White Sox top Draft pick has 100-mph heat

June 11th, 2020

The White Sox selected left-hander Garret Crochet with the 11th overall pick in the 2020 Draft on Wednesday night.

Here are 10 things to know about the 20-year-old, 6-foot-6 southpaw from the University of Tennessee.

• Crochet brings the heat. The big lefty was working at 96-100 mph with his fastball last fall, and he also has a high spin rate. That's a recipe for swings-and-misses.

Here he is hitting 100 mph on the radar gun in a recent training session:

• The first time Crochet reached triple-digit velo, as far as he knows, was during one of Tennessee's Fall World Series scrimmages in 2019.

"When I came in the dugout, everybody seemed to already know," Crochet said afterwards. "Obviously the juices were flowing, first game of the Fall World Series, but I didn't expect it to be like that.

"It's kind of surreal. It was kind of hard to believe at first. Like, I was trying to see, how many guns picked it up? How many times did I hit it? And I was trying to make sure with our video coordinator as well. But it's pretty awesome."

• How good is Crochet's heater? In a recent Baseball America poll of MLB scouting departments, Crochet was picked as the college pitcher with the best fastball in the Draft. He edged Minnesota's Max Meyer (MLB Pipeline's No. 9 Draft prospect), Dallas Baptist's Burl Carraway (No. 49), Notre Dame's Joe Boyle (No. 166) and Oklahoma's Cade Cavalli (No. 22).

• Crochet pitched against fellow top 2020 Draft prospect J.T. Ginn (No. 44) as a high schooler. Crochet's Ocean Springs team played Ginn's Brandon squad in the 2017 Mississippi state playoffs. Crochet pitched a complete-game victory.

Ginn is now a right-handed pitching prospect at Mississippi State -- he was actually the Dodgers' first-round Draft pick out of high school in 2018 but didn't sign -- but when Crochet faced him in high school, he was also a star shortstop who was hitting .494 with 16 home runs entering their matchup. Crochet struck Ginn out twice and got him to pop out for an 0-for-3 day.

Interviewed by the Biloxi Sun Herald after the game, Crochet said, "I was just really trying to work ahead, get ahead in the count. I was getting him with my fastball and my curveball both."
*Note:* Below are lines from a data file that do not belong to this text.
Issue #2076, opened 2020-03-02
Update rule `aria-required-children`


jkodu:
Expectation: 
For examples below, the rule should fail because required children role is not correct.

```
<div role="list">
	<div role="tabpanel">
		<div role="listitem">List item 1</div>
	</div>
</div>
```

```
<div role="list" aria-owns="item"></div>

<div id="host"></div>

<script>
	const host = document.querySelector('#host')
	const root = host.attachShadow({ mode: 'open' })
	root.innerHTML = '<div id="item" role="listitem">List item 1</div>'
</script>
```

Actual:
The rule only looks for children with an allowed role, without intercepting nodes in between which can have over-ridding roles.

Motivation:
Required for implementation of rule in ACT Rule - https://act-rules.github.io/rules/bc4a75

padmavemulapati:
Verified with latest axe-core, and with the above specified test example, aria-required-children rule is failing , which is expected.
![image](https://user-images.githubusercontent.com/47409579/78759799-d2b31700-799d-11ea-9bfd-0bb8dbade1e8.png)

straker:
No docs

PR #2131, opened 2020-03-25
fix(required-children): consider overriding descendant role(s) when validating required child role(s)

jkodu:
Closes issue:
- https://github.com/dequelabs/axe-core/issues/2076

## Reviewer checks

### DIFF
--- a/lib/checks/aria/required-children.js
+++ b/lib/checks/aria/required-children.js
@@ -65,7 +65,11 @@ function missingRequiredChildren(node, childRoles, all, role) {
 			 * `<div role="list"><div role="tabpanel"><div role="listitem">List item 1</div></div></div>`
 			 * should fail because `listitem` role not under `list` but has `tabpanel` between them, so although `listitem` is owned by `list` this is a failure.
 			 */
-			if (!descendantRoles.includes(childRole) && role !== 'combobox') {
+			if (
+				!ariaOwnsRole &&
+				role !== 'combobox' &&
+				!descendantRoles.includes(childRole)
+			) {
 				missing.push(childRole);
 			}
 		} else {
--- a/lib/checks/aria/required-children.js
+++ b/lib/checks/aria/required-children.js
@@ -202,7 +202,7 @@ function getDescendantRole(node, ownedEls) {
 	return Array.from(items).reduce((out, child) => {
 		const role = getRole(child);
 		if (['presentation', 'none', null].includes(role)) {
-			out.push(...getDescendantRole(child));
+			out = out.concat(getDescendantRole(child));
 		} else {
 			out.push(role);
 		}
--- a/lib/checks/aria/required-children.js
+++ b/lib/checks/aria/required-children.js
@@ -18,7 +18,16 @@ if (!childRoles) {
 	childRoles = required.all;
 }
 
-const missing = missingRequiredChildren(node, childRoles, all, role);
+const ownedElements = idrefs(node, 'aria-owns');
+const descendantRole = getDescendantRole(node, ownedElements);
+const missing = missingRequiredChildren(
+	node,
+	childRoles,
+	all,
+	role,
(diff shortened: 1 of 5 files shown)


straker:
Do we need to fail on this test case?

```html
<div role="list" aria-owns="list"></div>

<div id="list">
  <div role="tabpanel">
    <div role="listitem"></div>
  </div>
</div>
```

test/checks/aria/required-children.js
```diff
@@ -273,6 +315,24 @@ describe('aria-required-children', function() {
...
+	it('should pass one existing aria-owned child when one required', function() {
+		var params = checkSetup(
+			'<ul id="target"  role="tablist"><li role="tab">Tab 1</li><li role="tab">Tab 2</li></ul>'
+		);
+		assert.isTrue(
+			checks['aria-required-children'].evaluate.apply(checkContext, params)
+		);
+	});
+
+	it('should pass one existing aria-owned child when one required', function() {
```
straker: Probably should name these test cases so they are different. I had to look at the code to see what exactly made them different.

lib/checks/aria/required-children.js
```diff
@@ -106,49 +135,85 @@ function missingRequiredChildren(node, childRoles, all, role) {
...
-	reviewEmpty.includes(role) &&
-	!hasContentVirtual(virtualNode, false, true) &&
-	!hasDecendantWithRole(virtualNode) &&
-	idrefs(node, 'aria-owns').length === 0
-) {
-	return undefined;
-} else {
-	return false;
+	const items = isOwns
+		? Array.from(el.children).reduce(
```
straker, line 201: What exactly is this reduce doing? It looks like it's just pushing the children onto an array with the parent element. If that's the case it would be cleaner to just use concat.

```js
const items = (isOwns ? [el] : []).concat(Array.from(el.children));
```

lib/checks/aria/required-children.js
```diff
@@ -1,58 +1,87 @@
...
+}
 
-	selector = selector.join(',');
-	return ariaOwned
-		? matchesSelector(node, selector) ||
-				!!axe.utils.querySelectorAll(virtualTree, selector)[0]
-		: !!axe.utils.querySelectorAll(virtualTree, selector)[0];
+const ownedElements = idrefs(node, 'aria-owns');
+const descendantRole = getDescendantRole(node, ownedElements);
+const missing = missingRequiredChildren(
```
straker, line 23: Instead of upping the eslint `max-params` limit you could pass all these as a single object and destructure it.

```js
missingRequiredChildren({
  node,
  childRoles,
  all,
  role,
  ownedElements,
  descendantRole
});

function missingRequiredChildren({ 
  node,
  childRoles,
  all,
  role,
  ownedElements,
  descendantRole
}) {
  // ...
}
```

JustSlone:
@jeeyyy hey, question on this change. I'm not 100% sure, but this change *seems* to result in axe-core to flagging issues where `role="group"` is used to group `menuitems`. Was this intentional? 

Example that seems like it should be OK, but fails (Example pulled from: [The MDN Example #2 on using group role](https://developer.mozilla.org/en-US/docs/Web/Accessibility/ARIA/ARIA_Techniques/Using_the_group_role))

```html
<div role="menu">
  <ul role="group">
    <li role="menuitem">Inbox</li>
    <li role="menuitem">Archive</li>
    <li role="menuitem">Trash</li>
  </ul>
  <ul role="group">
    <li role="menuitem">Custom Folder 1</li>
    <li role="menuitem">Custom Folder 2</li>
    <li role="menuitem">Custom Folder 3</li>
  </ul>
  <ul role="group">
    <li role="menuitem">New Folder</li>
  </ul>
</div>
```
[Repro gist for convience](https://gistpreview.github.io/?66ccb25097b58e80ac4f2f5a053f5a04)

• In his last regular-season start of 2019, his sophomore year at Tennessee, Crochet was hit in the face with a line drive and suffered a broken jaw that required a plate to be inserted. Not only did he return two weeks later, in the NCAA Tournament, he pitched the Vols to their first tournament win since 2005 with 2 1/3 scoreless innings and four strikeouts against UNC Wilmington.

After fielding a chopper back to the mound in his return, Crochet joked, according to The Daily Times, that "it feels a lot better to catch it with the glove and not your face."

• If you want to follow Crochet on social media, he's on Twitter at @GarrettCrochet and on Instagram at @gcroch34. If you're lucky, he might reply to you with a Game of Thrones or MC Hammer GIF.

• Crochet was majoring in nuclear engineering at Tennessee, per his Vols Baseball bio -- following in the footsteps of former teammate Andre Lipcius, who was also a nuclear engineering major before being drafted by the Tigers in the third round last year.

• Crochet is tied for the tallest player of MLB Pipeline's Top 100 Draft prospects for 2020. Oklahoma high school left-hander Dax Fulton (No. 43), Texas high-school right-hander Tanner Witt (No. 53), University of Florida right-hander Tommy Mace (No. 70) and East Carolina right-hander Gavin Williams (No. 91) are also 6-foot-6.

• Crochet was drafted out of high school by the Brewers in the 34th round (1,014th overall) in 2017. His mom broke the news.

"She had been watching the Draft, and she told me that she heard my name, and I was kind of in disbelief at first," Crochet told local news station WXXV at the time. "Then I got a call from the Brewers and they said that they had picked me. So I was excited.”

• That came after Crochet led Ocean Springs to the Mississippi Class 6A state tournament semifinals his senior year, when he had a 1.48 ERA and 76 strikeouts in 61 1/3 innings. It was a breakout season that helped put him on both the Brewers' and Tennessee's radar. At first, he was planning to pitch at Jones County Junior College. He wound up picking the Vols over Texas and Tulane.